Dataset entries
BEGIN

PR #1319, opened 2026-02-10
Added JLine NonInteractiveShellRunner configuration #1312

### LINKED ISSUE #1312: NonInteractiveShellRunner v3 -> v4 Migration Issue
I am encountering an issue with a Spring Shell v4 non-interactive application.  When running the application in a Windows terminal, output that contains UTF-8 characters outside the BMP displays those characters as question marks.

I believe that this is because the NonInteractiveShellRunner uses System.console for output which uses the terminal's default character set (IBM437).  The JLine library supports writing unicode characters out to the console, so using it resolves this issue.

This is a Spring Shell v3 to v4 Migration issue.  Under Spring Shell v3, non-interactive applications still used JLine for console output but under Spring Shell v4, System.console is used.

It would be nice if the JLine library made a non-interactive ShellRunner class available to replace the default NonInteractiveShellRunner in order to make the JLine capabilities available when the JLine starter is used.

The following code demonstrates the issue in Spring Shell v4:
```java
package io.github.rmcdouga;

@SpringBootApplication
public class DemoApplication {

		SpringApplication.run(DemoApplication.class, args);
	}

	@Command(name = "example")
	public String example() {
		return "Hello World! \u2665";	// Should display a heart symbol but displays question mark instead.
	}
}
``` 

The equivilent code works under Spring Shell v3:
```java
package io.github.rmcdouga;

import org.springframework.shell.command.annotation.Command;
import org.springframework.shell.command.annotation.CommandScan;

@SpringBootApplication
@CommandScan
@Command
public class DemoApplication {

		SpringApplication.run(DemoApplication.class, args);
	}

	@Command(command = "example")
	public String example() {
		return "Hello World! \u2665"; // Displays a heart symbol
	}
}
```

czpilar:
Resolves #1312

### DIFF
--- a/spring-shell-core-autoconfigure/src/main/java/org/springframework/shell/core/autoconfigure/ShellRunnerAutoConfiguration.java
+++ b/spring-shell-core-autoconfigure/src/main/java/org/springframework/shell/core/autoconfigure/ShellRunnerAutoConfiguration.java
@@ -53,6 +53,7 @@ public class ShellRunnerAutoConfiguration {
 	}
 
 	@Bean
+	@ConditionalOnMissingClass("org.springframework.shell.jline.DefaultJLineShellConfiguration")
 	@ConditionalOnProperty(prefix = "spring.shell.interactive", name = "enabled", havingValue = "false")
 	public ShellRunner nonInteractiveShellRunner(CommandParser commandParser, CommandRegistry commandRegistry) {
 		return new NonInteractiveShellRunner(commandParser, commandRegistry);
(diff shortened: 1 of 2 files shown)


spring-shell-core-autoconfigure/src/main/java/org/springframework/shell/core/autoconfigure/ShellRunnerAutoConfiguration.java
```diff
@@ -53,6 +53,7 @@ public ShellRunner systemShellRunner(ConsoleInputProvider consoleInputProvider,
 	}
 
 	@Bean
+	@ConditionalOnMissingClass("org.springframework.shell.jline.DefaultJLineShellConfiguration")
```
fmbenhassine: That makes sense. I see we are using the same condition on the interactive shell configuration just above. So applying the same logic for the non-interactive shell seems reasonable to me.

fmbenhassine:
LGTM 👍 Rebased and merged as f701dd94732f6f4f513b039393644d1fb2f78884.

PR #1258, opened 2025-12-31
Fix NPE when script file contains empty lines at the end of file

czpilar:
Resolves #1257

PR #1320, opened 2026-02-15
Fix possible NPE in InteractiveShellRunner

czpilar:
This is a small fix of potentional **NPE** in Interactive Shell Runner.

Consider following configuration:

```java

import org.jline.reader.LineReader;
import org.springframework.boot.builder.SpringApplicationBuilder;
import org.springframework.context.annotation.Primary;
import org.springframework.shell.jline.JLineInputProvider;
import org.springframework.util.StringUtils;

@SpringBootApplication

		new SpringApplicationBuilder(SpringShellApplication.class).properties("spring.shell.debug.enabled=true")
			.run(args);
	}

	@Command(name = "hello")
	public void sayHello(@Option String name) {
		System.out.println("Hello " + name + "!");
	}

	@Bean
	@Primary
	public JLineInputProvider myInputProvider(LineReader lineReader) {
		return new JLineInputProvider(lineReader) {
			@Override
			public String readInput() {
				String s = super.readInput();
				return StringUtils.hasLength(s) ? s : null;
			}
		};
	}

}
```

Just simple enter which produces `null` in `readInput` method will end in NPE.

obrazek

### DIFF
--- a/spring-shell-core/src/main/java/org/springframework/shell/core/InteractiveShellRunner.java
+++ b/spring-shell-core/src/main/java/org/springframework/shell/core/InteractiveShellRunner.java
@@ -74,12 +74,13 @@ public abstract class InteractiveShellRunner implements ShellRunner {
 			String input;
 			try {
 				input = this.inputProvider.readInput();
-				if (input.isEmpty()) { // ignore empty lines
-					continue;
-				}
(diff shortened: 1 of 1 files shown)


czpilar:
It is similiar issue as in #1258 where it was fixed for Non Interactive Shell Runner.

END

Exercise ->
Each record must be copied out exactly and in full.

Problem solution ->
PR #1319, opened 2026-02-10
Added JLine NonInteractiveShellRunner configuration #1312

### LINKED ISSUE #1312: NonInteractiveShellRunner v3 -> v4 Migration Issue
I am encountering an issue with a Spring Shell v4 non-interactive application.  When running the application in a Windows terminal, output that contains UTF-8 characters outside the BMP displays those characters as question marks.

I believe that this is because the NonInteractiveShellRunner uses System.console for output which uses the terminal's default character set (IBM437).  The JLine library supports writing unicode characters out to the console, so using it resolves this issue.

This is a Spring Shell v3 to v4 Migration issue.  Under Spring Shell v3, non-interactive applications still used JLine for console output but under Spring Shell v4, System.console is used.

It would be nice if the JLine library made a non-interactive ShellRunner class available to replace the default NonInteractiveShellRunner in order to make the JLine capabilities available when the JLine starter is used.

The following code demonstrates the issue in Spring Shell v4:
```java
package io.github.rmcdouga;

@SpringBootApplication
public class DemoApplication {

		SpringApplication.run(DemoApplication.class, args);
	}

	@Command(name = "example")
	public String example() {
		return "Hello World! \u2665";	// Should display a heart symbol but displays question mark instead.
	}
}
``` 

The equivilent code works under Spring Shell v3:
```java
package io.github.rmcdouga;

import org.springframework.shell.command.annotation.Command;
import org.springframework.shell.command.annotation.CommandScan;

@SpringBootApplication
@CommandScan
@Command
public class DemoApplication {

		SpringApplication.run(DemoApplication.class, args);
	}

	@Command(command = "example")
	public String example() {
		return "Hello World! \u2665"; // Displays a heart symbol
	}
}
```

czpilar:
Resolves #1312

### DIFF
--- a/spring-shell-core-autoconfigure/src/main/java/org/springframework/shell/core/autoconfigure/ShellRunnerAutoConfiguration.java
+++ b/spring-shell-core-autoconfigure/src/main/java/org/springframework/shell/core/autoconfigure/ShellRunnerAutoConfiguration.java
@@ -53,6 +53,7 @@ public class ShellRunnerAutoConfiguration {
 	}
 
 	@Bean
+	@ConditionalOnMissingClass("org.springframework.shell.jline.DefaultJLineShellConfiguration")
 	@ConditionalOnProperty(prefix = "spring.shell.interactive", name = "enabled", havingValue = "false")
 	public ShellRunner nonInteractiveShellRunner(CommandParser commandParser, CommandRegistry commandRegistry) {
 		return new NonInteractiveShellRunner(commandParser, commandRegistry);
(diff shortened: 1 of 2 files shown)


spring-shell-core-autoconfigure/src/main/java/org/springframework/shell/core/autoconfigure/ShellRunnerAutoConfiguration.java
```diff
@@ -53,6 +53,7 @@ public ShellRunner systemShellRunner(ConsoleInputProvider consoleInputProvider,
 	}
 
 	@Bean
+	@ConditionalOnMissingClass("org.springframework.shell.jline.DefaultJLineShellConfiguration")
```
fmbenhassine: That makes sense. I see we are using the same condition on the interactive shell configuration just above. So applying the same logic for the non-interactive shell seems reasonable to me.

fmbenhassine:
LGTM 👍 Rebased and merged as f701dd94732f6f4f513b039393644d1fb2f78884.

PR #1258, opened 2025-12-31
Fix NPE when script file contains empty lines at the end of file

czpilar:
Resolves #1257

PR #1320, opened 2026-02-15
Fix possible NPE in InteractiveShellRunner

czpilar:
This is a small fix of potentional **NPE** in Interactive Shell Runner.

Consider following configuration:

```java

import org.jline.reader.LineReader;
import org.springframework.boot.builder.SpringApplicationBuilder;
import org.springframework.context.annotation.Primary;
import org.springframework.shell.jline.JLineInputProvider;
import org.springframework.util.StringUtils;

@SpringBootApplication

		new SpringApplicationBuilder(SpringShellApplication.class).properties("spring.shell.debug.enabled=true")
			.run(args);
	}

	@Command(name = "hello")
	public void sayHello(@Option String name) {
		System.out.println("Hello " + name + "!");
	}

	@Bean
	@Primary
	public JLineInputProvider myInputProvider(LineReader lineReader) {
		return new JLineInputProvider(lineReader) {
			@Override
			public String readInput() {
				String s = super.readInput();
				return StringUtils.hasLength(s) ? s : null;
			}
		};
	}

}
```

Just simple enter which produces `null` in `readInput` method will end in NPE.

obrazek

### DIFF
--- a/spring-shell-core/src/main/java/org/springframework/shell/core/InteractiveShellRunner.java
+++ b/spring-shell-core/src/main/java/org/springframework/shell/core/InteractiveShellRunner.java
@@ -74,12 +74,13 @@ public abstract class InteractiveShellRunner implements ShellRunner {
 			String input;
 			try {
 				input = this.inputProvider.readInput();
-				if (input.isEmpty()) { // ignore empty lines
-					continue;
-				}
(diff shortened: 1 of 1 files shown)


czpilar:
It is similiar issue as in #1258 where it was fixed for Non Interactive Shell Runner.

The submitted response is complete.